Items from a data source
PR #637, opened 2024-01-31
Ephemeral env test job run for all branches

Theoklitos:


deployment/ci.env
```diff
@@ -1,4 +1,4 @@
 # Git commit version of most recent Node compatible with this Network Gateway (only used in CI/CD environments)
-FULLNODE_COMMIT=fd4f682acacdcfc52c98ff019db8f16051774230
-FULLNODE_VERSION=sha-fd4f682
+FULLNODE_COMMIT=65ddf94b2372e6bada89f5d239088647b6d5c7c5
+FULLNODE_VERSION=release-anemone
```
PawelPawelec-RDX, line 3: can we point to fixed image version? we don't expect `release-anemone` but in general we should use sha based iamges. if possible (newest from main is `sha-72d26e5`)

PawelPawelec-RDX (approved):

deployment/ci.env
Theoklitos: done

__To do__.
Tally the lines of the entries above that hold the word "anemone"; the number is the whole answer.

__Written response__.
2